--- RECORDS FOR THE TASK Enclosed Below ---

PR #22548, opened 2025-05-09
[kotlin-ios] Fix ios GpxFormatter with usesGroupingSeparator=false

RZR-UA:


RZR-UA:
https://github.com/osmandapp/OsmAnd-iOS/issues/4580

--- End of Enclosed RECORDS FOR THE TASK ---

→ **EXERCISE OBJECTIVE**
Would you retype the listing above in full, exactly as it reads?

→ **OUTPUT**
PR #22548, opened 2025-05-09
[kotlin-ios] Fix ios GpxFormatter with usesGroupingSeparator=false

RZR-UA:


RZR-UA:
https://github.com/osmandapp/OsmAnd-iOS/issues/4580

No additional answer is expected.